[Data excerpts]
PR #4920, opened 2026-03-13
Fix issue where popup window gets overwritten by background updates.

taylorconor:
This fixes an issue I've noticed where the pane behind a popup window occasionally draws over the popup window. This is especially noticeable when `htop` is running in the background pane, and a something like an empty emacs buffer is in the popup window.

### DIFF
--- a/regress/popup-overlap.sh
+++ b/regress/popup-overlap.sh
@@ -1,0 +1,44 @@
+#!/bin/sh
+
+# Test for popup getting overwritten by background updates
+# We use a nested tmux to capture what the inner tmux actually draws to the terminal.
+
+PATH=/bin:/usr/bin
+TERM=screen
+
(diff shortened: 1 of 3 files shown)


nicm:
Thanks - this looks sensible to me but:

- What's the `nx >= 10` change for in `tty_draw_line_clear`?

- `r` and `rr` declarations need to go to the top of the function in `tty_draw_line_clear`, not be in the middle.

taylorconor:
Woops my bad, updated `r` and `rr` declarations.

Ad for `nx >= 10`, it's pre-existing code. It appears to be some kind of optimization threshold for how tmux decides to clear the screen.

nicm:
Oh yeah sorry I thought you added it. I'll look at this again later, thanks.

nicm:

PR #4922, opened 2026-03-14
Added clock-mode-timezone option and added per pane clock options

UntoastedVoice:
Added option to change timezone in clock mode with the `clock-mode-timezone` option. I also added arguments `12-with-timezone`, `24-with-timezone`, `24-with-seconds-and-timezone` and `12-with-seconds-and-timezone` to the `clock-mode-style` option.

The options `clock-mode-color`, `clock-mode-style` and `clock-mode-timezone` now also works per pane, such that it is possible to display different time zones with different styles and colors in different panes using the `-p` flag.

image

### DIFF
--- a/options-table.c
+++ b/options-table.c
@@ -36,7 +36,7 @@ static const char *options_table_mode_keys_list[] = {
 	"emacs", "vi", NULL
 };
 static const char *options_table_clock_mode_style_list[] = {
-	"12", "24", "12-with-seconds", "24-with-seconds", NULL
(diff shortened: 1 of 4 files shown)


charlesrhoward:
Looks super cool - hope it gets merged!

nicm:
Thanks but I don't think this is worth it, this is adding a good bit of code for a feature that not all that many people will want. `clock-mode` was added as simple test mode and really should have been removed long ago, it is not intended to have all sorts of bells and whistles. If you want more features there are external programs - a quick search turns up `tty-clock` and `peaclock`, so maybe try one of those.

PR #4925, opened 2026-03-17
fix: hyperlink loss in popup redraw

AntoineGS:
Linux unknown // It's Arch Linux / Omarchy
tmux 3.6a
tmux-256color

I was running into an issue with https://github.com/tmuxpack/tpack/issues/8 (tpm replacement) where the hyperlinks (OSC-8) would disappear after a few seconds. It uses the display-popup functionality of tmux and when running directly in a normal terminal it would not be an issue.

To replicate simply do `:display popup` and run `printf "\e]8;;https://example.com\aClick\e]8;;\a\n";`.
Then move the mouse over the hyperlink (holding whatever keys you need to in your terminal) and you will see the hyperlink disappear.

I tracked it down to the redraw of the popup, which would not copy over the hyperlinks.
I have accompanied the change with a test!

Let me know if any adjustments are needed.

### DIFF
--- a/popup.c
+++ b/popup.c
@@ -279,6 +279,10 @@ popup_draw_cb(struct client *c, void *data, struct screen_redraw_ctx *rctx)
 	popup_reapply_styles(pd);
 
 	screen_init(&s, pd->sx, pd->sy, 0);
+	if (pd->s.hyperlinks != NULL) {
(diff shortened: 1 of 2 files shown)


nicm:

PR #4926, opened 2026-03-17
systemd: ensure pane scopes survive during server shutdown

dtor:
Previously, systemd transient scopes for tmux panes were sibling units to the tmux server process. During system shutdown, systemd would often terminate these pane scopes in parallel with the server, causing state-saving plugins (like tmux-resurrect) to fail properly save sessions state because the panes would be already gone. Typical symptoms of this situation are 'no server running' error messages in the journal, a failed tmux service, and 0-length resurrect state on disk.

Fix the problem by ensuring that panes are not killed too early by discovering the systemd unit that started tmux service (if any), favoring user-level units over system-level ones, and attaching 'Before=' and 'PartOf=' properties to the transient pane scopes.

These annotations establish a strict dependency: systemd is now explicitly barred from stopping the panes until the server process's unit has finished its shutdown sequence (including all ExecStop hooks).

This ensures that state-saving scripts can reliably query all panes before the server is finally killed.

### DIFF
--- a/compat/systemd.c
+++ b/compat/systemd.c
@@ -109,7 +109,7 @@ systemd_move_to_new_cgroup(char **cause)
 	sd_bus_message		*m = NULL, *reply = NULL;
 	sd_bus 			*bus = NULL;
 	sd_bus_slot		*slot = NULL;
-	char			*name, *desc, *slice;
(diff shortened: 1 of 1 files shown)


nicm:
Applied, thanks!

PR #4927, opened 2026-03-17
Fix get-clipboard 'both' option in manpage

sethgirvan:
Looks like `buffer` was written a second time when it was meant to be `both`.


nicm:

PR #4929, opened 2026-03-18
feat: Panes' status format now displays title/flag information

daneofmanythings:
This is an implementation of point 9 from issue #4800:
'Modify status line 2 to be the name of the window pane and not width x height.`

I have added two new flags, `pane_zoomed_flag` and `pane_minimised_flag` to be utilized by formats. The implementation borrows the technique and styling used by `window_flags` for formatting panes on the status line.

@mgrant0

### DIFF
--- a/format.c
+++ b/format.c
@@ -1004,6 +1004,15 @@ format_cb_pane_fg(struct format_tree *ft)
 	return (xstrdup(colour_tostring(gc.fg)));
 }
 
+/* Callback for pane_flags. */
+static void *
+format_cb_pane_flags(struct format_tree *ft)
+{
+	if (ft->wp != NULL)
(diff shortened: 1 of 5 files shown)


mgrant0:
This needs some more work, not fully working for me yet.  I opened 2 windows but only the first showed in the status line 2.

Here's what I see: 

image

Secondly, though it's tempting to use the pane's title, it can be quite long (I have my cwd in there as you see).  Maybe that's fine.  Let's see how it goes once this works.  Might need to shorten things up.

mgrant0:
wait, i spoke too soon! sorry, it does seem to work.  I opened 2 panes but in the other window.

mgrant0 (commented):
Looks good.

PR #4930, opened 2026-03-18
utf8: support ranges in codepoint-widths option

15935648a:
Currently, codepoint-widths only accepts individual codepoints, requiring one entry per codepoint. With Nerd Fonts v3 "Propo" variant having 10741 wide icons, setting them one-by-one causes ~10 second delay on tmux start.

This adds support for ranges in the U+XXXX-U+YYYY format, allowing the same configuration with just a few entries:

      set -sa codepoint-widths "U+E000-U+E09F=2"
      set -sa codepoint-widths "U+E0C0-U+F8FF=2"
      set -sa codepoint-widths "U+F0001-U+FFFFF=2"

Requested by users configuring Nerd Fonts v3 "Propo" variant, which requires setting ~10k wide codepoints individually.

### DIFF
--- a/regress/codepoint-widths-range.sh
+++ b/regress/codepoint-widths-range.sh
@@ -1,0 +1,51 @@
+#!/bin/sh
+
+PATH=/bin:/usr/bin
+TERM=screen
+
+[ -z "$TEST_TMUX" ] && TEST_TMUX=$(cd .. && pwd)/tmux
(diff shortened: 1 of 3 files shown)


nicm:
Applied to OpenBSD now, with a small change to break the `RB_INSERT` bits into a helper function - will be in GitHub later. Thanks!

WHAT THE TASK REQUIRES:
Quote the data above verbatim from its first line to the line that includes "getting overwritten by background updates", with both boundary lines retained.

RESULT OF THE TASK:
PR #4920, opened 2026-03-13
Fix issue where popup window gets overwritten by background updates.

taylorconor:
This fixes an issue I've noticed where the pane behind a popup window occasionally draws over the popup window. This is especially noticeable when `htop` is running in the background pane, and a something like an empty emacs buffer is in the popup window.

### DIFF
--- a/regress/popup-overlap.sh
+++ b/regress/popup-overlap.sh
@@ -1,0 +1,44 @@
+#!/bin/sh
+
+# Test for popup getting overwritten by background updates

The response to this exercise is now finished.